Places on actuarial graduate training schemes and internships are competitive: it’s vital to give yourself the best chance possible in applications by perfecting your CV. Learn how to present yourself to your best advantage with this short introduction on how to write a CV for actuarial positions.
Before you start to optimise your CV for applying to actuarial jobs, make sure you have all the basics right:
Keep things simple and professional looking. This means sticking to standard fonts, such as Arial, Calibri or Times New Roman. Avoid the use of colours, pictures or photographs. Your CV should be roughly two sides of A4 – this is also a useful guide to how much content you should include, so don’t be tempted to adjust spacing and font-size to compensate for over-long or over-short CVs – keep font sizes between 10 and 12 points.
Keep things clear and brief. Break up large blocks of text (which recruiters are likely to skip over) and instead aim to use bullet points to itemise key facts.
Aim to always use positive language and emphasise achievements, but avoid sounding arrogant. Don’t say you’re very intelligent or talented, prove it: what specific achievements demonstrate your value to employers?
Don’t rely on spellcheckers, always proof-read your CV carefully every time you make an amendment. Getting someone else to take a quick look at it can also help to spot the errors you may have missed.
|‘Sometimes you may hear that the latest mode is to include details of work experience ahead of your educational qualifications. Disregard this: as an actuary, your education and training is always of the highest importance to employers and as such should be included first.’
– Dr. Geraldine Kaye, Managing Director of GAAPS Actuarial
This is a short paragraph allowing you to present yourself to the recruiter. Briefly summarise your background, ambitions
To stand out as an actuarial candidate, avoid any vague or general statements. The more focused you are as a candidate the better, as the recruiter wants to know that you’re serious about joining their firm. If you’re seeking to become an actuarial trainee, where? Are you interested in working within consultancy, insurance or finance? These are things you should be considering before you make an application. List your strengths, but avoid general traits such as ‘team-player’.
Amongst other things, future actuaries should be looking to highlight their analytical skills, technical abilities and commercial awareness.
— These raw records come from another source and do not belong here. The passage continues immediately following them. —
PR #3297, opened 2021-03-14
Fix ammo safety regressions.

MageKing17:
When various SEXP functions related to ammo were consolidated back in June (in commit 54409ec92887d2e6db92450a2ccf78d8fc90ff2d, PR #2480), certain safety catches meant to avoid having too much ammo or the wrong ammo capacity after changing weapons were lost. This commit adds code that should be functionally equivalent.

### DIFF
--- a/code/parse/sexp.cpp
+++ b/code/parse/sexp.cpp
@@ -17322,7 +17322,7 @@ void sexp_set_ammo_sub(ship_weapon *swp, int requested_bank, int requested_ammo,
 	}
 	else if (ammo[requested_bank] > maximum_allowed)
 	{
-		// Make sure the current ammo doesn't exceed the maximum
+		// Make sure the current ammo doesn't exceed the maximum (this can otherwise happen with the set-*-weapon SEXPs)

Supply your contact details, including at least one phone number, your postal address and your email address. It isn’t necessary to list your gender, age or marital status, but if you are not a UK national, include your nationality and give details of your work permit status here.
In reverse chronological order, list your educational qualifications, including dates, grades and where you studied. The more recent the qualification, the more space you can take to expand on it.
For your degree, listing the modules that you’ve studied or the subjects you’ve covered and the grades received can help to emphasise how relevant your qualifications are. If you have not studied actuarial sciences specifically, but have studied a business or science related degree, highlighting any mathematics or statistics covered during your course can help to show your competence.
List your work experience in reverse chronological order, including any voluntary work that you’ve undertaken.
Never underestimate the value of work experience: take care to highlight key achievements, even of summer shop jobs which you might not think sound very impressive. You might have had a customer facing role or trained other members of staff: these show communication skills, which are crucial for a future actuary. Taking stock checks or dealing with money proves your ability to take on responsibility.
Be sure to include any particular goals you achieved, (such as sales targets) or praise you received from senior members of staff.
Whether you choose to highlight them elsewhere in your CV, such as education, work experience or interests, or you choose to include a specific skills section, it’s important to display your relevant knowledge and talents. IT and language skills are particularly important for actuaries. For example, if you’ve come across actuarial systems such as Prophet through your course, or you’re very adept with Excel, these are vital skills which an actuarial employer will value. Remember, they won’t assume you have these skills unless you tell them.
Different recruiters place different emphasis on hobbies: keep these brief and bear in mind what a hobby says about you as a potential employee. Involvement in societies at university, particularly if you took on an organisational role, is valuable, as are hobbies that demonstrate commitment, such as sport or charity fundraising.
Nowadays, it is not seen as necessary to include references on your CV: these can be supplied later in the recruitment process.
When submitting a CV, always take care to note what information an employer has requested you include: it’s extremely important to demonstrate that you have attention to detail and can follow instructions. Don’t forget, that if you’re applying for roles which require different skills, always adapt your CV accordingly.